人生若只如初见,阿楚,你还会选择和我纠缠在一起吗?你可曾料到自己今日的局面呢?你对我的恨,又有多深呢?
“陛下,”一个低沉的声音在身后响起,程远跪在那里,态度仍是一贯谦恭,“请开放水路关口,放楚大人南去吧。”
燕洵微微一愣,转过头去,看着程远道:“怎么?你也来为她求情吗?”
“属下不是为楚大人求情。”程远平静地说道,“属下是在为陛下求情。”
他一个头深深地磕在地上,语调低沉,缓缓地说:“陛下,放自己一条生路吧。”
燕洵的心,似乎突然间就被刺中了,生生地疼。
“楚大人若是死在陛下手上,陛下一生都不会快乐的。您也曾说过,无论有什么梦想,都要先活着,只有活着,一切才有希望,如果死了,那就再也来不及了。”
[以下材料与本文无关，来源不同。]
PR #723, opened 2020-01-14
docs: update templates for project level environment options

lorenzo-cavazzi:
It's now possible to set project-level notebook options through the .renku/renku.ini file. The
.renku/metadata.yml file is not part of the templates anymore since those data are set by the `renku
init` command.

It makes sense to approve also this at the same time SwissDataScienceCenter/renku-project-template#49

### DIFF
--- a/docs/user/templates.rst
+++ b/docs/user/templates.rst
@@ -129,11 +129,12 @@ Here is the list of properties that can be customized in a standard Renkulab
 deployment:
 
 * ``default_url [string]``: URL to use when starting a new interactive
-  environment
-* ``cpu_request [float]``: CPUs quota
-* ``mem_request [float]``: memory quota (in GBs)
-* ``gpu_request [int]``: GPU quota
+  environment (``/lab``, ``/tree``, ...)
+* ``cpu_request [float]``: CPUs quota (``0.5``, ``1``, ...)
+* ``mem_request [string]``: memory quota (``1G``, ``2G``, ...)
+* ``gpu_request [int]``: GPU quota (``0``, ``1``, ...)
 * ``lfs_auto_fetch [bool]``: whether to automatically fetch lfs files or not
+  (``true``, ``false``)
 
 .. note::
 
--- a/docs/user/templates.rst
+++ b/docs/user/templates.rst
@@ -145,7 +145,7 @@ deployment:
 
       > renku config --local interactive.default_url "/rstudio"
 
-    Verify that your renku.ini file looks like the following.
+    Verify that your ``renku.ini`` file looks like the following.
 
     .. code-block:: console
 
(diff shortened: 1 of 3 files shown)


docs/user/templates.rst
```diff
@@ -71,44 +74,84 @@ here any files that you don't want to be tracked.
...
+allows you to specify which files to ignore in a docker build. If you aren't
+making changes to the docker build, you can .dockerignore this file.
 
 ``README.md``
 """""""""""""
 
-The ``README.md`` file is shown on a project's home page. It's good to have at least
-the name of the project and a brief overview of the project for your intended
-audience.
+The ``README.md`` file is shown on a project's home page. It's good to have at
```
ciyer: Proposed change to this section:

```
``.renku``
""""""""""

The ``.renku`` directory includes a ``renku.ini`` file which contains 
project-level configuration for renku, stored using the 
`INI format <https://en.wikipedia.org/wiki/INI_file>`_. Currently, it 
can be used to specify defaults values for launching interactive environments.

**Interactive Environments**

If your project has specific resources requirements to run, or if it should default
to RStudio or anything other than JupyterLab, then you will want to provide a
configuration for the interactive environments.

Although the file may be modified manually, it is recommended to use the
``renku config --local interactive.<property> <value>`` command.

Here is the list of properties that can be customized in a standard Renkulab
deployment:

* ``default_url [string]``: url to use when starting a new interactive
  environment
* ``cpu_request [float]``: CPUs quota
* ``mem_request [float]``: memory quota (in GBs)
* ``gpu_request [int]``: GPU quota
* ``lfs_auto_fetch [bool]``: whether to automatically fetch lfs files or not

.. note::

    We use JupyterLab as the default web interface for interactive environments. If you work in R, you may prefer to
    have RStudio ad the default. This can be achieved by using `/rstudio` as the ``default_url`` instead of `/lab`.

    .. code-block:: console

      > renku config --local interactive.default_url "/rstudio"

    Verify that your renku.ini file looks like the following.

    .. code-block:: console

      [renku "interactive"]
      default_url = /rstudio

    If you ran this command locally, you will need push back to the renkulab server, e.g., 
    
    .. code-block:: console

      > git push
    
    before this change is available. (`renku config` automatically creates a commit).

    You can now start a new environment against the latest commit and you will have RStudio as the
    default web interface.
    

.. note::

    Using the same approach as above for RStudio, it is possible to switch the interface from JupyterLab to
    the classic Jupyter Notebook by using `/tree` as the ``default_url`` instead of `/lab`.

    .. code-block:: console

      > renku config --local interactive.default_url "/tree"
```

lorenzo-cavazzi:
Thanks for the rewording, it's more clear now. I made some mess with the commits, but the suggestions are applied now.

燕洵沉默了许久,风吹起他的衣衫,他站在高高的山巅上,像是一只展翅欲飞的鹰。
“程远,为什么你要说这些话,你和阿楚不是有过节吗?”
“属下和楚大人没有过节,属下之前得罪楚大人,只是无心之失,后来想要置她于死地,也是想要自保活命。如今楚大人已经威胁不到属下,属下也不想看着她死。最重要的是,”程远抬起头来,目光炯炯地望着燕洵,沉声说道,“我不希望陛下的心被牵绊住。这天地间,只有陛下一人能让我达成心愿,也只有陛下一人能让我真正追随和臣服。我对陛下的忠诚绝不会更改,哪怕陛下十恶不赦,被天地所弃,我也甘愿追随陛下直到鲜血成灰。陛下要杀光全天下的人,我会第一个举起战刀;陛下要用尸体填平东海,我会第一个砍掉自己的头。我半生飘零,为世人所不齿,只因我找不到真正值得我去信仰的东西。如今,我找到了,陛下的希望,就是我的信仰。所以,我不希望陛下一生都活在悔恨之中。陛下,放她走吧。”
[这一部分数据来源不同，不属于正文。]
PR #732, opened 2020-01-28
Add acceptance test for project forking

ciyer:


tests/src/main/scala/ch/renku/acceptancetests/ReplShell.scala
```diff
@@ -0,0 +1,26 @@
...
+
+import org.openqa.selenium.{By, WebDriver}
+import org.openqa.selenium.chrome.ChromeOptions
+import org.openqa.selenium.remote.RemoteWebDriver
+import org.scalatestplus.selenium.{Chrome, Driver, WebBrowser}
+
+/**
+  * A shell for interactively controlling the browser.
+  */
+object ReplShell {
```
jachro: Is this object just to try something out? If yes, maybe it doesn't have to go into the PR?

tests/src/test/scala/ch/renku/acceptancetests/ExistingProjectSpec.scala
```diff
@@ -0,0 +1,34 @@
...
+    with RemoveProject
+    with Settings
+    with Fork {
+
+  scenario("User can fork a project") {
+    implicit val loginType: LoginType = logIntoRenku
+
+    existingProjectDetails match {
+      case Some(projectDetails) => forkTestCase(projectDetails, loginType)
+      case None                 =>
```
jachro: Is that intentional to skip silently the test if there are no project details available? Actually, in the results of the test, we'll see a green pass for it while effectively nothing was tested.

tests/src/test/scala/ch/renku/acceptancetests/HandsOnSpec.scala
```diff
@@ -29,6 +29,8 @@ class HandsOnSpec
 
     implicit val projectDetails: ProjectDetails = ProjectDetails.generateHandsOnProject(captureScreenshots)
 
+    implicit val docsScreenshots = new DocsScreenshots(this, captureScreenshots, browser)
```
jachro: I should maybe ask about that in some previous PR but only noticed that now. It's about the `captureScreenshots` val. What do you think if the value is read from the args/env vars as part of the `DocsScreenshots` instantiation? I'm wondering if that wouldn't be maybe more suitable place for it instead of the `HandsOnSpecData`. I guess if you would like to generate screenshots for other flows the `DocsScreenshots` could be a bit simpler to use.

tests/src/main/scala/ch/renku/acceptancetests/ReplShell.scala
ciyer: I improved the code and added some documentation to explain how this can be used. Please take a look again.

tests/src/test/scala/ch/renku/acceptancetests/ExistingProjectSpec.scala
ciyer: For development or quick verification, it is nice to be able to run a test against an existing project, without the overhead of creating a new project.

I have added some output to explain what happens when no project was provided to run against.

tests/src/test/scala/ch/renku/acceptancetests/HandsOnSpec.scala
ciyer: The DocsScreenshots class was introduced in this PR, so your suggestion would not have been possible in the last PR.

This is a good suggestion! I have implemented it.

燕洵的思绪突然那般辽阔,一瞬间,他记起了这十年来所有的过往,最终却都汇聚成一幅画面:幼小的孩子从血泊中爬起,用充满仇恨的眼睛望着年少的他。他的心在那一刻微微一痛,然后手指轻偏,顺着孩子的脖颈擦掠而过。大风吹起孩子额前的乱发,就此,他永远记住了那双不屈的眼睛。
终究……
他缓缓闭上双眼,生生将自己从那段记忆中抽离,所有的情爱都被他斩断,血淋淋地疼。
“传令邱将军,打开南疆水路,放他们……”
“陛下!”
一声尖叫突然传来,传讯兵踉跄地顺着石阶爬上山来,一边跑一边高声叫道:“边疆急奏!边疆急奏!”
燕洵和程远同时转过头去,就见那传讯兵满面惊慌,嘭的一声跪在地上,打开信件大声报告:“南疆唐水关副将齐少谦奏报:九月十六,南疆唐水关遭到不明敌人的袭击,敌军来历不明,突然出现在燕北境内,阻断了消息往来,一连攻下了十三个郡县。唐水关主帅邱将军阵亡,唐水关少将以上军衔的官员除了微臣全部战死,兵力伤亡达三万余人。昨天下午,唐水关被攻破,我等与敌人展开巷战,这是属下的最后一个信使最后一匹战马,但愿可以冲出去将消息禀报陛下。微臣会坚守岗位,即便力战而死,也不损我燕北军威。唐水关五万将士有负陛下所托,于此叩首涕拜。”
第208章
“怎么回事?唐水关九月十六就遭到攻击,为什么我们一点消息都不知道?”程远站起身来,怒声问道。
传讯兵惶恐地回道:“所有官兵都被困在关内了,敌人来势凶猛,将周围的几个郡县一同攻破,我们根本没有报信的时间。”
“那西南附近其他郡县的官员和百姓也不会毫无所觉,怎么会将战报拖延到这种地步?”
传讯兵小心地抬起头,悄悄地看了燕洵一眼,过了好久,才小声说道:“西南那一块,是尚慎高原啊。先不说那里现在十室九空,都跟着楚大人走了,就是留下的人,听说外面的敌人是来救楚大人的,不帮着隐瞒就不错了,根本没一个人来报告。当地的官员,也都被百姓们擒住绑起来了。”
“什么!”程远大怒道,“他们想干什么?造反吗?军队呢?士兵呢?都死了吗?看到自己的长官被愚民绑起来居然不闻不问?!”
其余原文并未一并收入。